--- Data shown Enclosed Below ---

PR #5789, opened 2025-09-26
Cleanup: Litegraph/Vue synchronization work

DrJKL:
## Summary

Cleanup and fixes to the existing syncing logic.

## Review Focus

This is probably enough to review and test now.

Main things that should still work: 
- moving nodes around
- adding new ones
- switching back and forth between Vue and Litegraph

Let me know if you find any bugs that weren't already present there.

┆Issue is synchronized with this [Notion page](https://www.notion.so/PR-5789-WIP-Litegraph-Vue-synchronization-work-27a6d73d3650811682cacacb82367b9e) by [Unito](https://www.unito.io)

### DIFF
--- a/src/composables/graph/useVueNodeLifecycle.ts
+++ b/src/composables/graph/useVueNodeLifecycle.ts
@@ -26,7 +26,7 @@ function useVueNodeLifecycleIndividual() {
 
   const initializeNodeManager = () => {
     // Use canvas graph if available (handles subgraph contexts), fallback to app graph
-    const activeGraph = comfyApp.canvas?.graph || comfyApp.graph
+    const activeGraph = comfyApp.graph
     if (!activeGraph || nodeManager.value) return
 
     // Initialize the core node manager
@@ -83,9 +83,7 @@ function useVueNodeLifecycleIndividual() {
 
   // Watch for Vue nodes enabled state changes
   watch(
-    () =>
-      shouldRenderVueNodes.value &&
-      Boolean(comfyApp.canvas?.graph || comfyApp.graph),
+    () => shouldRenderVueNodes.value && Boolean(comfyApp.graph),
     (enabled) => {
       if (enabled) {
         initializeNodeManager()
--- a/src/composables/graph/useVueNodeLifecycle.ts
+++ b/src/composables/graph/useVueNodeLifecycle.ts
@@ -26,7 +26,7 @@ function useVueNodeLifecycleIndividual() {
 
   const initializeNodeManager = () => {
     // Use canvas graph if available (handles subgraph contexts), fallback to app graph
-    const activeGraph = comfyApp.graph
+    const activeGraph = comfyApp.canvas?.graph
     if (!activeGraph || nodeManager.value) return
 
     // Initialize the core node manager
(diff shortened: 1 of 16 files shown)


christian-byrne (commented):
LGTM

arjansingh (dismissed):

src/scripts/app.ts
```diff
@@ -157,10 +157,8 @@ export class ComfyApp {
   // @ts-expect-error fixme ts strict error
   _nodeOutputs: Record<string, any>
   nodePreviewImages: Record<string, string[]>
-  // @ts-expect-error fixme ts strict error
-  #graph: LGraph
   get graph() {
-    return this.#graph
+    return this.canvas?.graph! // TODO: Fix callers who aren't handling undefined graph
```
benceruleanlu: can you confirm that this change from global graph to canvas spaced graph won't cause issues, possibly one of them being that if a user saves a workflow inside of a subgraph, the workflow will only become the subgraph, losing the rest of the workflow?

benceruleanlu (dismissed):

src/scripts/app.ts
benceruleanlu: I could be wrong, but it seems like there are still a few places in the codebase that expect a global graph

I looked at:

```
  const persistCurrentWorkflow = () => {
    const workflow = JSON.stringify(comfyApp.graph.serialize())
    localStorage.setItem('workflow', workflow)
    if (api.clientId) {
      sessionStorage.setItem(`workflow:${api.clientId}`, workflow)
    }
  }
```

where `comfyApp.graph` is supposed to be the global graph, but now is whatever canvas spaced graph is open, which can be the subgraph

https://github.com/user-attachments/assets/6db87b10-24bb-43c3-be19-d61e95e37bbc

src/composables/graph/useVueNodeLifecycle.ts
```diff
@@ -185,24 +147,17 @@ function useVueNodeLifecycleIndividual() {
 
   // Cleanup function for component unmounting
   const cleanup = () => {
+    console.log('cleanup')
```
benceruleanlu: nit: our console isn't very clean right now anyway, but could help

src/scripts/app.ts
DrJKL: Sad, but great catch

src/composables/graph/useVueNodeLifecycle.ts
DrJKL: I'm on my phone, but if you suggest a deletion I'll commit it 😊

DrJKL: Cleaned :-)

src/scripts/app.ts
DrJKL: Okay, restored the places that were grabbing the canvas graph. I'd like to do a rename to something like `rootGraph` and deprecate the old one to give extensions time to clean up.
What do you think?

benceruleanlu: sg

arjansingh (dismissed):

benceruleanlu (dismissed):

--- End of Enclosed Data shown ---

_Requirement_: Tally of lines with the word "console": work out how many lines in the records hold it, and give that number only.

_Answer space_: 2